WHAT IS REQUIRED → Whatever the records hold, copy it exactly and completely.

--- START ---

PR #402, opened 2022-08-23
feat: demonstrate stamping the version into package.json

alexeagle:


examples/npm_package/packages/pkg_a/BUILD.bazel
```diff
@@ -1,16 +1,29 @@
...
 
+jq(
+    name = "package",
+    srcs = ["package.json"],
+    filter = "|".join([
+        # Don't directly reference $STAMP as it's only set when stamping
+        # This 'as' syntax results in $stamp being null in unstamped builds.
+        "$ARGS.named.STAMP as $stamp",
+        # Provide a default using the "alternative operator" in case $stamp is null.
+        ".version = ($stamp.STABLE_BUILD_VERSION // \"0.0.0\")",
```
gregmagolan, line 16: perhaps link to relevant jq documentation for users that are not familiar with the tool?

gregmagolan (approved):

examples/npm_package/packages/pkg_a/BUILD.bazel
```diff
@@ -1,16 +1,29 @@
+load("@aspect_bazel_lib//lib:jq.bzl", "jq")
 load("@aspect_rules_js//npm:defs.bzl", "npm_package")
 load("@aspect_rules_js//js:defs.bzl", "js_library")
 load("@npm//:defs.bzl", "npm_link_all_packages")
 
 npm_link_all_packages(name = "node_modules")
 
+jq(
```
kormide, line 8: Do you think this will be common enough that it's worth wrapping in a macro supplied by rules_js?

alexeagle: that's what I'm wondering here - I secretly sent this as a strawman API proposal. At first I thought it could look like

```
npm_package(
    ...
    package_json = "package.json",
    version_stamp_key = "STABLE_BUILD_VERSION",
)
```

but I think it might be load-bearing in the dependency graph that the package.json comes along with the js_library so fields like `main` can be read at the use site without having to go through an npm_package?

alexeagle: the other problem with a macro is which file to put it in it since it adds a dependency on a jq toolchain which not all rules_js users have setup... I think this means it must be a new starlark file rather than adding a `load` statement to an existing one

alexeagle: oh I'm wrong there, the toolchain is only needed at analysis time, not loading time, so putting into existing file is fine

--- END ---

SOLUTION TO THIS EXERCISE →
PR #402, opened 2022-08-23
feat: demonstrate stamping the version into package.json

alexeagle:


examples/npm_package/packages/pkg_a/BUILD.bazel
```diff
@@ -1,16 +1,29 @@
...
 
+jq(
+    name = "package",
+    srcs = ["package.json"],
+    filter = "|".join([
+        # Don't directly reference $STAMP as it's only set when stamping
+        # This 'as' syntax results in $stamp being null in unstamped builds.
+        "$ARGS.named.STAMP as $stamp",
+        # Provide a default using the "alternative operator" in case $stamp is null.
+        ".version = ($stamp.STABLE_BUILD_VERSION // \"0.0.0\")",
```
gregmagolan, line 16: perhaps link to relevant jq documentation for users that are not familiar with the tool?

gregmagolan (approved):

examples/npm_package/packages/pkg_a/BUILD.bazel
```diff
@@ -1,16 +1,29 @@
+load("@aspect_bazel_lib//lib:jq.bzl", "jq")
 load("@aspect_rules_js//npm:defs.bzl", "npm_package")
 load("@aspect_rules_js//js:defs.bzl", "js_library")
 load("@npm//:defs.bzl", "npm_link_all_packages")
 
 npm_link_all_packages(name = "node_modules")
 
+jq(
```
kormide, line 8: Do you think this will be common enough that it's worth wrapping in a macro supplied by rules_js?

alexeagle: that's what I'm wondering here - I secretly sent this as a strawman API proposal. At first I thought it could look like

```
npm_package(
    ...
    package_json = "package.json",
    version_stamp_key = "STABLE_BUILD_VERSION",
)
```

but I think it might be load-bearing in the dependency graph that the package.json comes along with the js_library so fields like `main` can be read at the use site without having to go through an npm_package?

alexeagle: the other problem with a macro is which file to put it in it since it adds a dependency on a jq toolchain which not all rules_js users have setup... I think this means it must be a new starlark file rather than adding a `load` statement to an existing one

alexeagle: oh I'm wrong there, the toolchain is only needed at analysis time, not loading time, so putting into existing file is fine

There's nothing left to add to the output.